◆ YOUR TASK ◆
What lines of the listing include the string "approved"? Show them all.

◆ AVAILABLE DATA ◆
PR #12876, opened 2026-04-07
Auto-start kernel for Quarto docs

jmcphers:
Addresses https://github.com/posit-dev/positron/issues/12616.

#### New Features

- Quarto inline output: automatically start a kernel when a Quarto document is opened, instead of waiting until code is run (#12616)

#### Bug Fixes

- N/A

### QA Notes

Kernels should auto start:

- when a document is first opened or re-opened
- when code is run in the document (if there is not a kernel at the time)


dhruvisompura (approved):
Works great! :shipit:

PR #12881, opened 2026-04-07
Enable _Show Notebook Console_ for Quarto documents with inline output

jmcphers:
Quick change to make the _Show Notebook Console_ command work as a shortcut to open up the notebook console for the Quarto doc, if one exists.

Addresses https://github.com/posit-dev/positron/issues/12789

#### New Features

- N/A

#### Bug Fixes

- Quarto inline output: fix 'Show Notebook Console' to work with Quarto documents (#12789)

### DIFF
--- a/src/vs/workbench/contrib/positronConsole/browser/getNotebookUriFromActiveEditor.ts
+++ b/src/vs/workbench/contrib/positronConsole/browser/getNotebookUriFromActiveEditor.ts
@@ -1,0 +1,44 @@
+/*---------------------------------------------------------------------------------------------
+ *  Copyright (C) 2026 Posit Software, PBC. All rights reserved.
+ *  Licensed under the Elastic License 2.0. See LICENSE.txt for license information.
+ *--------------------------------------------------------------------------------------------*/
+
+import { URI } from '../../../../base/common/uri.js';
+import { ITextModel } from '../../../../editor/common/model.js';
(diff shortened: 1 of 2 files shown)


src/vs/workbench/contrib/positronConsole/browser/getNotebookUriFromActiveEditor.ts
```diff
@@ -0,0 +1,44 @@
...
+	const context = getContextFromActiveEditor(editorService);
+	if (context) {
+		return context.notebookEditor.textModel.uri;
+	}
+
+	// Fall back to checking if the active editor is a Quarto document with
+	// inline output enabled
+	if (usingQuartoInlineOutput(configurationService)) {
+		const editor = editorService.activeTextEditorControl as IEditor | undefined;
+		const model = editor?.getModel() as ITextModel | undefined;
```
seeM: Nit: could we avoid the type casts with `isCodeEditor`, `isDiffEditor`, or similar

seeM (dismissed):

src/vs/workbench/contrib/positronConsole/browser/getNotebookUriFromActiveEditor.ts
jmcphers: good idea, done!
--
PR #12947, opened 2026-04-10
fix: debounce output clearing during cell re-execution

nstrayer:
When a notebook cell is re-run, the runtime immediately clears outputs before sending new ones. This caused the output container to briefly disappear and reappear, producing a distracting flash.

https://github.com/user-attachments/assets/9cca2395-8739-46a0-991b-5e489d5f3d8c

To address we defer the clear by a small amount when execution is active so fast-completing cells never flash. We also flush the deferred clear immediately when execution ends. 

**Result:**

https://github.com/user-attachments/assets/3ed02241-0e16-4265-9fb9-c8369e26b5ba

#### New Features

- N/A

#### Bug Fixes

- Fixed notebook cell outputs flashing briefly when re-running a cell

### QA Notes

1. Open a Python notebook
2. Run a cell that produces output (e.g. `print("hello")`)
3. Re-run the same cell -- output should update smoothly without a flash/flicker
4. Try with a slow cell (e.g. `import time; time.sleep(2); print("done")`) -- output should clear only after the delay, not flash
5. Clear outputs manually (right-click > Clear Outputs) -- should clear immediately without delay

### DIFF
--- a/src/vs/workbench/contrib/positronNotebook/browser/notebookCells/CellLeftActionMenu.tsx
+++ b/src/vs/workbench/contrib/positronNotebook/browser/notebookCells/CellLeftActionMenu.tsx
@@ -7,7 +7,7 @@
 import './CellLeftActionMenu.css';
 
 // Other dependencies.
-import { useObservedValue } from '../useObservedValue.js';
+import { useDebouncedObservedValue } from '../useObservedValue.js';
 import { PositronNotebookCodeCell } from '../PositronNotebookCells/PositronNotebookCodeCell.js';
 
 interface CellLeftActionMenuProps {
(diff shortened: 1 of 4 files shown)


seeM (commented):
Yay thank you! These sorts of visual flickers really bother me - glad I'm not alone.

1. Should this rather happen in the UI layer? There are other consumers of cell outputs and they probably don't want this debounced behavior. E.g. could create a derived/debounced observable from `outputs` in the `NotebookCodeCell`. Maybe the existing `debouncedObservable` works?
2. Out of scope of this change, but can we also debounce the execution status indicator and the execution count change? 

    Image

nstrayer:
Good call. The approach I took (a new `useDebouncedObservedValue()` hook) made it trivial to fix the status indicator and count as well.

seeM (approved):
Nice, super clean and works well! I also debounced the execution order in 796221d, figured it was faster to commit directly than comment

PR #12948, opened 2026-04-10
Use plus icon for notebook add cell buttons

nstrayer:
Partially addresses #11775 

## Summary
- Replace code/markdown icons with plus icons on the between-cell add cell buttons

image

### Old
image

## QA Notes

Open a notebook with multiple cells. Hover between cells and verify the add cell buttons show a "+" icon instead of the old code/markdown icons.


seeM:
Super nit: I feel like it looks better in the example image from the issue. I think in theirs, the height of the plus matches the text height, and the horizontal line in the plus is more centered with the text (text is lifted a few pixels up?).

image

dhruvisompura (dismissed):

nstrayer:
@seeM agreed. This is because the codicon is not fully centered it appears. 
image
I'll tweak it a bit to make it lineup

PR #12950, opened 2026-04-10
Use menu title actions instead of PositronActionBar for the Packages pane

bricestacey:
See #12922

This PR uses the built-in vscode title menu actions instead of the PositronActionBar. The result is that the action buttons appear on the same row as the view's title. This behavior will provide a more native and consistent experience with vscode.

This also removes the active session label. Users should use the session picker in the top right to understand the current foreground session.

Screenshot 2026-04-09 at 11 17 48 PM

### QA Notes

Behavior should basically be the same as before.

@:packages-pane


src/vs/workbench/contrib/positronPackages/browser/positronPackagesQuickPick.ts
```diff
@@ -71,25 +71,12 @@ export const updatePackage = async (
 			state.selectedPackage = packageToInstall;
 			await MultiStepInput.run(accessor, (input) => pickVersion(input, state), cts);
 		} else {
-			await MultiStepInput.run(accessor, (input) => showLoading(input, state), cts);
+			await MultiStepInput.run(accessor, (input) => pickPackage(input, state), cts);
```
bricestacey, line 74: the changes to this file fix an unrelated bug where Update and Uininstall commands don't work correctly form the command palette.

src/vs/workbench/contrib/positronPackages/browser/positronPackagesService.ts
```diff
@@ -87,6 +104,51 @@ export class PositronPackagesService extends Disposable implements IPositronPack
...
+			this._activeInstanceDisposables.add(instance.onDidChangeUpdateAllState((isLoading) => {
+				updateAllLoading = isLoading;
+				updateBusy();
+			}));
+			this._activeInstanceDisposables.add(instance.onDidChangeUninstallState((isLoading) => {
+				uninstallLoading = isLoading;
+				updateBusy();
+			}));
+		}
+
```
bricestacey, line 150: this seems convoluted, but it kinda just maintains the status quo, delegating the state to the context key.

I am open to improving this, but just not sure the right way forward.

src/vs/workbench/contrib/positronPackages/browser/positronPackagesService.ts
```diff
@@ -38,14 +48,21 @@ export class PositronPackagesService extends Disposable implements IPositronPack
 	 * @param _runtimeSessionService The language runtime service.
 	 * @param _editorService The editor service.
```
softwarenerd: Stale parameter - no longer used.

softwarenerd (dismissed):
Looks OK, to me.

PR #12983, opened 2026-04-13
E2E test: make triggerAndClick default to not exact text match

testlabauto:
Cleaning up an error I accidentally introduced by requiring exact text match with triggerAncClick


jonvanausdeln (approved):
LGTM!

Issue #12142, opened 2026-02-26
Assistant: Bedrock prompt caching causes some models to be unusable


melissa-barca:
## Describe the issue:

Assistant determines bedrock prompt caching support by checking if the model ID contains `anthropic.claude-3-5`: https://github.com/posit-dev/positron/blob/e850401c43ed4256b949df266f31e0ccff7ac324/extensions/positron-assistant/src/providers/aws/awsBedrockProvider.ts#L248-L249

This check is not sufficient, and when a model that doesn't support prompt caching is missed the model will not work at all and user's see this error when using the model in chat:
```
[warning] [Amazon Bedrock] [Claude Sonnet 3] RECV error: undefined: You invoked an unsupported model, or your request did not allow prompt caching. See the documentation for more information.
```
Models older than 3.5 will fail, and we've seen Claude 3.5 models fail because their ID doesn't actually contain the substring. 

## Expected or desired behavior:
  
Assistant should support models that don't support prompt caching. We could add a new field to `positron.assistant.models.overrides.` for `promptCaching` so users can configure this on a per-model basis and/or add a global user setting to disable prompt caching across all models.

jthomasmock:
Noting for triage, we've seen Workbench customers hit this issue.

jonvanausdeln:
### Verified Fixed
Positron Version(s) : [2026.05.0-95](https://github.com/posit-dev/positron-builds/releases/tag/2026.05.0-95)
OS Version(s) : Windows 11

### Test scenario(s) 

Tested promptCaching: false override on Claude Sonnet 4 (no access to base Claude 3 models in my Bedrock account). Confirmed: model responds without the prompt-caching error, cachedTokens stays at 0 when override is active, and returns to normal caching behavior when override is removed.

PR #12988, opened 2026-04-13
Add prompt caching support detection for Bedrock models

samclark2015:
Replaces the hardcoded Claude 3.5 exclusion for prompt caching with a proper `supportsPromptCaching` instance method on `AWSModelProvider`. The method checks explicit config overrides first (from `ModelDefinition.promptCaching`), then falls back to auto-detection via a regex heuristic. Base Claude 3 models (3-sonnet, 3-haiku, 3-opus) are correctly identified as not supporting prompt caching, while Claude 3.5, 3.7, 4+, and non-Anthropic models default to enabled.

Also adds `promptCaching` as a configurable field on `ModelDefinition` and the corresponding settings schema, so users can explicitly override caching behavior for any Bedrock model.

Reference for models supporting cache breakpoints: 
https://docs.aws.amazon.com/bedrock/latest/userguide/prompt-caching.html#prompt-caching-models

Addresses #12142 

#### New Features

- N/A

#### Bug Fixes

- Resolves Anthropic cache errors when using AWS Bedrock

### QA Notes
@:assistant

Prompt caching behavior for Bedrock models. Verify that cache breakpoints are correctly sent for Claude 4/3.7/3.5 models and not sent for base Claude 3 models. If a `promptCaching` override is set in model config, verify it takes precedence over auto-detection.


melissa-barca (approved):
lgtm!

◆ SOLUTION TO THIS EXERCISE ◆
dhruvisompura (approved):
seeM (approved):
jonvanausdeln (approved):
melissa-barca (approved):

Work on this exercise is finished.